Was out yesterday at one of my favourite tribs. Running a bit late but it didn't matter no one around. Get to my first pool and someone had me beat, no problem we say our good mornings and how great the weather is and the no crowd bonus etc. Now its a small pool that holds fish perfect for one guy but two can fish it no problem(drifting).I'm ready to move on and buddy says you can fish here if you want, I thanked him and set my self up. We were both drifting roe with no success , I change to a pinkie and got a few shakers (no skunk). He goes to pink worm with no luck then goes to a bead (peach colour) and bang fish on. Nice fight but it broke off. He ties up again a few drifts and a nice female.I put on a bead and couldn't get a hit. I adjusted my length added weight to my leader did a few more adjustments but NADA. I couldn't understand why this guy beside me was on fish number 5 with two already laded (CPR). He shared his secret with me. It was called using a Shot line. Something I knew of but never used. I'm a believer now, thanks to a stranger on the river.
So many factors. This was one day, one pool. IMO you cannot extrapolate these results to other pools, days, water conditions, seasons, etc.
I've outfished everyone around me using cheap spoons on some days, catching a half dozen steelhead while watching everyone else get skunked. The other anglers were using roe, beads, etc and chumming like crazy.

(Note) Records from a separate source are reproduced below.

Issue #2896, opened 2026-01-21
Adding support for JXL (jpeg-xl)


DieselTech:
### Section

https://w3c.github.io/epub-specs/epub34/authoring/#sec-core-media-types

### Describe the problem

I'd like to see support for JXL spec in the next release of the epub 3 specification. Adoption in other software is already rapidly occurring.

### Describe the fix or new feature you propose

With the addition of [jxl-rs being added to chrome](https://chromium-review.googlesource.com/c/chromium/src/+/7184969?tab=checks) the biggest obstacle to adoption of the format on the web is rapidly coming to an end. To contrast that, there is already plenty of non-browser applications that natively support JXL these days: https://github.com/libjxl/libjxl/blob/main/doc/software_support.md ,including a handful of other browsers that have already adopted the standard but just don't have the market share. A notable example here is Apple adding native decoding directly to the OS since iOS 17. Also throwing in their support for the format is the PDF association who [announced in late 2025 that they will add jxl](https://pdfa.org/wp-content/uploads/2025/10/[PDFDays2025-BreakingBad-Wyatt.pdf](https://pdfa.org/wp-content/uploads/2025/10/PDFDays2025-BreakingBad-Wyatt.pdf#page=11)#page=11) as the preferred solution for embedding High Dynamic Range (HDR) content in the PDF specifications.

The major notable feature for JXL is the space savings of existing images that are in JPEG format. The conversion process can save ~10-20% more than webp conversions while still maintaining the ability to recreate a bit perfect JPEG again when the process is reversed. 

> JPEG XL codec can losslessly transcode a widely supported subset of JPEG files, by directly copying JPEG's DCT block coefficients to 8×8 VarDCT blocks, making smaller file sizes possible due to JPEG XL's superior entropy coding. This process is reversible and it allows for the original JPEG file to be reconstructed bit-for-bit, although constraints limit support for some files

iherman:
I would probably keep this on hold for a while. It will take a while before JXL lands in various EPUB reading systems (which mostly depend on external web rendering engines, so that will happen, eventually). Being picked up by publishers is another matter because it also requires to be present in various authoring tools.

Putting the format into the standard right now would require us to add some tests and prove that it is already implemented by _some_ reading systems. This should happen within, say, a year. At this moment I do not think that is the case, but I am happy if I am proven wrong.

@HadrienGardeur  @bduga @reidmore-online @davemanhall @shiestyle

HadrienGardeur:
[...]

PR #2897, opened 2026-01-21
Fixes for manifest fallback processing

### LINKED ISSUE #2893: Foreign content document is not mentioned for fallback processing in the RS spec
### Section

https://w3c.github.io/epub-specs/epub34/rs/#sec-epub-rs-conf-foreign-res

### Describe the problem

The section describes the fact that a RS _MUST_ process fallbacks for foreign resources if they are rendered. However, that statement does not apply to foreign content documents, e.g., to images (with fallbacks) appearing in the spine. In fact, there is no reference to such documents in the RS. 

We could (a) duplicate the section to describe the behavior for foreign content documents, or (b) try to reformulate the section to handle both cases.

mattgarrish:
Makes the following changes discussed in #2893 to the reading systems spec:

- redirects the manifest fallback processing requirement under the foreign resources section to where fallback processing is defined in the reading system spec rather than to the authoring requirements
- clarifies that the usage context affects support for media types

Also clarifies that core media type resources are foreign content documents in the spine plane section of the authoring spec.

Fixes #2893 

***

Reading Systems: [Preview](https://raw.githack.com/w3c/epub-specs/fix/fallback-support/epub34/rs/index.html) | [Diff](https://services.w3.org/htmldiff?doc1=https://www.w3.org/publications/spec-generator/%3Ftype=respec%26url=https://w3c.github.io/epub-specs/epub34/rs/index.html&doc2=https://www.w3.org/publications/spec-generator/%3Ftype=respec%26url=https://raw.githack.com/w3c/epub-specs/fix/fallback-support/epub34/rs/index.html)

***
<a href="https://pr-preview.s3.amazonaws.com/w3c/epub-specs/pull/2897.html" title="Last updated on Jan 23, 2026, 1:46 PM UTC (4233aa0)">Preview</a> | <a href="https://pr-preview.s3.amazonaws.com/w3c/epub-specs/2897/d40315d...4233aa0.html" title="Last updated on Jan 23, 2026, 1:46 PM UTC (4233aa0)">Diff</a>

### DIFF
--- a/epub34/rs/index.html
+++ b/epub34/rs/index.html
@@ -328,9 +328,48 @@
 
 				<p id="confreq-rs-foreign"
 					data-tests="#pub-foreign_image,#pub-foreign_xml-spine,#pub-foreign_xml-suffix-spine,#pub-foreign_bad-fallback,#pub-foreign_json-spine"
-					>Reading systems MAY support an arbitrary set of [=foreign resource=] types, and if a foreign
-					resource is not supported, MUST process fallbacks as defined in <a href="#sec-pkg-doc-manifest"
-					></a>.</p>
+					>Reading systems MAY support an arbitrary set of [=foreign resource=] types.</p>
+			</section>
+
+			<section id="sec-epub-rs-resource-fallbacks">
+				<h4>Resource fallbacks</h4>
+
+				<p>For [=foreign resources=], if a reading system does not support a resource's MIME media type
+					[[rfc2046]]:</p>
+
+				<ul>
+					<li>it MUST give precedence to any fallbacks provided via <a
+							data-cite="epub-34#sec-intrinsic-fallbacks">intrinsic fallback methods</a> [[epub-34]] of
+						the element the resource is referenced from;</li>
+					<li>otherwise, it SHOULD traverse the resource's <a data-cite="epub-34#sec-manifest-fallbacks"
+							>manifest fallback chain</a> [[epub-34]], when one is specified, until it identifies a
+						supported publication resource to use in place of the unsupported resource.</li>
+				</ul>
+
+				<p>When manifest fallbacks are provided for [=core media type resources=], a reading system MAY traverse
+					the fallback chain to determine if a more optimal format is available for rendering.</p>
+
+				<p>For [=foreign content documents=], if a reading system does not support the resource's MIME media
+					type, it MUST traverse the resource's <a data-cite="epub-34#sec-manifest-fallbacks">manifest
+						fallback chain</a> [[epub-34]] until it identifies a supported publication resource to use in
+					place of the unsupported resource.</p>
+
+				<p>When <a data-cite="epub-34#sec-manifest-fallbacks">manifest fallbacks</a> [[epub-34]] are provided
+					for [=epub content documents=], reading systems MAY choose from the available options to find the
+					optimal version to render in a given context (e.g., by inspecting the properties attribute for
+					each).</p>
+
+				<p id="confreq-rs-pkg-manifest-fallback-order">If the reading system supports multiple publication
+					resources in the fallback chain, it MAY select the resource to use based on the resource's <a
+						data-cite="epub-34#attrdef-item-properties"><code>properties</code> attribute</a> [[epub-34]]
+					values, otherwise it SHOULD honor the <a data-cite="epub-34#preferred-fallback-chain">preferred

But at the same river, in different conditions but at the same time of year, roe could be very productive and the spoon could catch nothing.
What I am thinking is that whatever was different about his presentation (and there are many factors, including some subtle ones we can't even think of), it wasn't necessarily going to outfish your presentation under different circumstances.
How deep was the pool? Maybe he was drifting lower or higher in the water column, and the fish were favouring that depth.